Spearmans Rank, why does it work?

122 Views Asked by At

Looking at spearmans rank, can someone explain how the forumula works, is their anything intuative about it?

1

There are 1 best solutions below

1
On BEST ANSWER

Spearman's rank correlation is calculated by ranking bivariate normal variables ${X_i},\;{Y_i}$ as variables ${x_i},\;{y_i}$. Pearson's correlation between the ranked variables is then given by: $$\rho = \frac{\sum_i(x_i-\bar{x})(y_i-\bar{y})}{\sqrt{\sum_i (x_i-\bar{x})^2 \sum_i(y_i-\bar{y})^2}}$$

Since there are no ties, the x's and y's both consist of the integers from 1 to n inclusive.

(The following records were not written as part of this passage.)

PR #314, opened 2020-07-21
update customization information for shell app

matthu017:
OOD_DEFAULT_SSHHOST and OOD_SSHHOST_ALLOWLIST specified in env and how they work

Also details changes from future PRs https://github.com/OSC/ondemand/pull/601 and https://github.com/OSC/ondemand/pull/570

### DIFF
--- a/source/customization.rst
+++ b/source/customization.rst
@@ -252,9 +252,16 @@ We recommend setting this environment variable in ``/etc/ood/config/nginx_stage.
 Set Default SSH Host
 --------------------
 
-In ``/etc/ood/config/apps/shell/env`` set the env var ``DEFAULT_SSHHOST`` to change the default ssh host. Otherwise it will default to "localhost" i.e. add the line ``DEFAULT_SSHHOST="localhost"``.
+In ``/etc/ood/config/apps/shell/env`` set the env var ``OOD_DEFAULT_SSHHOST`` to change the default ssh host. Otherwise it will default to the first cluster yaml file with ``default: true`` under login. Else it will default to the first cluster yaml file that does not have ``hidden: true``
 
-This will control what host the shell app ssh's to when the URL accessed is ``/pun/sys/shell/ssh/default`` which is the URL other apps will use (unless there is context to specify the cluster to ssh to).
+This will control what host the shell app ssh's to when the URL accessed is ``/pun/sys/shell/`` to ``/pun/sys/shell/ssh/default`` which is the URL other apps will use (unless there is context to specify the cluster to ssh to).
+
+Set SSH Host Allowlist
+----------------------
+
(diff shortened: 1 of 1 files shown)


source/customization.rst
```diff
@@ -252,9 +252,16 @@ We recommend setting this environment variable in ``/etc/ood/config/nginx_stage.
 Set Default SSH Host
 --------------------
 
-In ``/etc/ood/config/apps/shell/env`` set the env var ``DEFAULT_SSHHOST`` to change the default ssh host. Otherwise it will default to "localhost" i.e. add the line ``DEFAULT_SSHHOST="localhost"``.
+In ``/etc/ood/config/apps/shell/env`` set the env var ``OOD_DEFAULT_SSHHOST`` to change the default ssh host. Otherwise it will default to the first cluster yaml file with ``default: true`` under login. Else it will default to the first cluster yaml file that does not have ``hidden: true``
```
johrstrom, line 255: I'll have to dig into this more, but I think that there is no base out of the box default anymore.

We can, therefore, rewrite the denominator as $$ \sqrt {\sum\nolimits_i {{{({x_i} - \mathop x\limits^\_ )}^2}} } \sqrt {\sum\nolimits_i {{{({x_i} - \mathop x\limits^\_ )}^2}} } = \sum\nolimits_i {{{({x_i} - \mathop x\limits^\_ )}^2}} $$

After some algebra, this yields:

$$\sum_i (x_i-\bar{x})^2 = \sum_i x_i^2 - n\bar{x}^2 \\ \quad= \frac{n(n + 1)(2n + 1)}{6} - n(\frac{(n + 1)}{2})^2\\ \quad= n(n + 1)(\frac{(2n + 1)}{6} - \frac{(n + 1)}{4})\\ \quad= n(n + 1)(\frac{(8n + 4-6n-6)}{24})\\ \quad= n(n + 1)(\frac{(n -1)}{12})\\ \quad= \frac{n(n^2 - 1)}{12}$$ Now look at the numerator: $$\sum_i(x_i-\bar{x})(y_i-\bar{y})\\ \quad=\sum_i x_i(y_i-\bar{y})-\sum_i\bar{x}(y_i-\bar{y}) \\ \quad=\sum_i x_i y_i-\bar{y}\sum_i x_i-\bar{x}\sum_iy_i+n\bar{x}\bar{y} \\ \quad=\sum_i x_i y_i-n\bar{x}\bar{y} \\ \quad= \sum_i x_i y_i-n(\frac{n+1}{2})^2 \\ \quad= \sum_i x_i y_i- \frac{n(n+1)}{12}3(n +1) \\ \quad= \frac{n(n+1)}{12}.(-3(n +1))+\sum_i x_i y_i \\ \quad= \frac{n(n+1)}{12}.[(n-1) - (4n+2)] + \sum_i x_i y_i \\ \quad= \frac{n(n+1)(n-1)}{12} - n(n+1)(2n+1)/6 + \sum_i x_i y_i \\ \quad= \frac{n(n+1)(n-1)}{12} -\sum_i x_i^2+ \sum_i x_i y_i \\ \quad= \frac{n(n+1)(n-1)}{12} -\sum_i (x_i^2+ y_i^2)/2+ \sum_i x_i y_i \\ \quad= \frac{n(n+1)(n-1)}{12} - \sum_i (x_i^2 - 2x_i y_i + y_i^2) /2\\ \quad= \frac{n(n+1)(n-1)}{12} - \sum_i(x_i - y_i)^2/2\\ \quad= \frac{n(n^2-1)}{12} - \sum d_i^2/2,\ \ (with\ {d_i} = {x_i} - {y_i})$$

The required fraction (i.e. Spearman's Rank Correlation Coefficient) is therefore: $$\frac{n(n+1)(n-1)/12 - \sum d_i^2/2}{n(n^2 - 1)/12}\\ \quad= {\frac {n(n^2 - 1)/12 -\sum d_i^2/2}{n(n^2 - 1)/12}}\\ \quad= 1- {\frac {6 \sum d_i^2}{n(n^2 - 1)}}\, \bullet $$ (...hope this makes everyone feel contented).